Integral of $\int_{-\infty}^{\infty} \frac {dk}{ik+1}$

Question

I came across this integral today in the context of inverse fourier transforms:

$$ R(x)={1 \over 2\pi}\int_{-\infty}^{\infty} \frac {e^{ik(x-1)}}{ik+1}dk$$

I know the solution is supposed to be

$$ R(x) = \theta(x-1)e^{-(x-1)} $$

Where $\theta(x)$ is the Heaviside step function.

I have worked out the integral with contour integration and residual theorem for $x \gt 1$ and $x \lt 1$, wich work out as $e^{-(x-1)}$ and $0$ respectively.
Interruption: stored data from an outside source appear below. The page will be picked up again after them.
Issue #128, opened 2025-10-29
Add Halo2 SHA-256 benchmarks


alxkzmn:

AnInsaneJimJam:
Hey @alxkzmn Can I take this issue?

alxkzmn:
@AnInsaneJimJam sure, I'd suggest you to use Axiom's Halo2 with their zkevm-hashes circuits. I wouldn't mind if you add more workloads than just SHA-256 (e.g., Keccak), if they are well-optimized.

AnInsaneJimJam:
on it !!

AnInsaneJimJam:
https://github.com/axiom-crypto/halo2-lib/tree/develop/hashes/zkevm. Should I add these two circuits ? These lgtm.

AnInsaneJimJam:
Hey @alxkzmn . Added a PR for this: #304

PR #304, opened 2026-09-06
Add Halo-2 benchmarks

AnInsaneJimJam:
This PR solves issue #128 by integrating Axiom's Halo2 Circuits for Sha256 and Keccak. 
Here is the implementation: https://github.com/axiom-crypto/halo2-lib/tree/develop/hashes/zkevm.
Three magic numbers are inherited along with the circuit code from the upstream:

- BLINDING_ROWS=109 . Rows withheld from the end of the domain so witness assignment never collides with halo2's blinding factors. usable_rows(k) = 2^k - 109. No effect on bechmnarks as even if we decrease it to 9, the K remains same

- MIN_K = 10 (superficial) : Mathematically verified.

- KECCAK_ROWS_PER_ROUND = 28. Upstream test 4 values:  28, 25, 9, and 5. Didn't dig into which one will be better.


AnInsaneJimJam:
Actually 28 is the fastest among all.

alxkzmn (approved):
LGTM! Thanks @AnInsaneJimJam !

Issue #343, opened 2026-07-28
Architecture: simplify App/File Provider service and indexing ownership


TalexDreamSoul:
## Priority
P2 — simplify indexing ownership after the P0/P1 correctness and memory gates are green.

## Problem
`app-provider.ts` (~4,223 lines) and `file-provider.ts` (~3,604 lines) remain large composition roots. FileProvider also wires a high number of thin services, while search indexing has thin re-export layers beside the real shared implementations. This makes ownership, search, and review difficult and can create a second convention instead of reducing complexity.

The goal is not arbitrary line-count reduction. The goal is one discoverable owner for scan/watch/reconcile, persistence, search projection, asset/icon work, and lifecycle disposal.

## Proposed solution
- Draw the current dependency/ownership map before moving code.
- Keep `FileProvider`/`AppProvider` as orchestration roots with explicit ports for persistence, indexing, native scan, and result projection.
- Merge/remove one-method adapters that add no policy, test seam, or ownership value.
- Remove misleading local re-export layers; import the canonical shared implementation directly.
- Keep workers and SQLite writers behind typed ports with one lifecycle owner.
- Preserve the provider control-plane work in #334 as a prerequisite, not a competing abstraction.

## Acceptance criteria
- [ ] Each retained service has an explicit policy/ownership/test-seam justification.
- [ ] Duplicate thin re-exports/adapters are removed without aliases.
- [ ] Provider composition shows scan/watch/reconcile/persist/index/result/disposal ownership in one place.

My problem is for $x=0$, where I expect to be $R(0)={1 \over 2}$. The integral would then be:

$$R(0)={1 \over 2\pi}\int_{-\infty}^{\infty} \frac {dk}{ik+1}$$ Wich i don't know how to calculate. Wolfram alpha tells me that the integral is in fact ${1\over2}$.

My first instinct was to multiply and divide the integrand by $e^{ik}$ and then solve the integral by closing the contour and using the residual theorem; but the residual is $-i$, so it would be $R(0) = 1$.

I know there are different definitions of the Heaviside function, and in some $\theta(0) =1$, but we used $\theta(0) ={1 \over 2}$ the whole course so I find it improbable my professor would use it differently here. Also, Wolfram seems to agree that it should be ${1 \over 2}$.

First time posting, so I hope I'm following all the rules.

Answer 1

By completing the contour, you have $$ \int_{-\infty}^\infty \frac{dk}{ik+1} = \lim_{R\to \infty} \left(\oint_{[-R,R] \;\cup\;\Gamma_R} \frac{dz}{iz+1}- \int_{\Gamma_R} \frac{dz}{iz+1} \right), $$ where $\Gamma_R = \{Re^{it}, 0 \leq t \leq \pi\}.$

The first integral converges to $2\pi i\cdot (-i) = 2\pi$, as you have found yourself by the Residue theorem.

However, the second integral does not converge to $0$ as you assumed for some reason. We have \begin{align} \int_{\Gamma_R} \frac{dz}{iz+1} &= \int_0^\pi \frac{iRe^{it}}{iRe^{it}+1} \, dt = \int_{0}^\pi 1-\frac{1}{iRe^{it}+1} \, dt \to \pi-0 = \pi, \text{ as } R\to\infty. \end{align}

Hence, \begin{align} \frac{1}{2\pi}\int_{-\infty}^\infty \frac{dk}{ik+1} &= \frac{1}{2\pi}\lim_{R\to \infty} \left(\oint_{[-R,R] \;\cup\;\Gamma_R} \frac{dz}{iz+1}- \int_{\Gamma_R} \frac{dz}{iz+1} \right)\\ &= \frac{1}{2\pi} (2\pi - \pi) = \frac{1}{2}, \end{align} as wanted.

Answer 2

Note that using $\log$ with a branch cut along the negative real axis,

$${1 \over 2\pi}\int_{-\infty}^{\infty} \frac {dk}{ik+1} = \lim_{R \to \infty} \frac{1}{2\pi i} \int_{-iR}^{iR} \frac{dz}{1+z} = \lim_{R \to \infty}\frac{1}{2\pi i} \log \left(\frac{1 + iR}{1 - iR} \right) = \frac{\pi i}{2 \pi i} = \frac{1}{2}$$

where the limit follows from the Laurent expansion

$$\log \left(\frac{1 + iR}{1 - iR} \right) = i\pi - \frac{2i}{R} + O(R^{-3})$$

Answer 3

$$\begin{align} \int_{-\infty}^\infty{dk\over1+ik} &=\int_{-\infty}^0{dk\over1+ik}+\int_0^\infty{dk\over1+ik}\\ &=\int_0^\infty{dk\over1-ik}+\int_0^\infty{dk\over1+ik}\\ &=\int_0^\infty\left({1\over1-ik}+{1\over1+ik} \right)dk\\ &=\int_0^\infty{2\over1+k^2}dk\\ &=2\arctan(k)\big|_0^\infty\\ &=\pi \end{align}$$

Note, the initial improper integral should be thought of as $\int_{-\infty}^\infty=\lim_{N\to\infty}\int_{-N}^N$.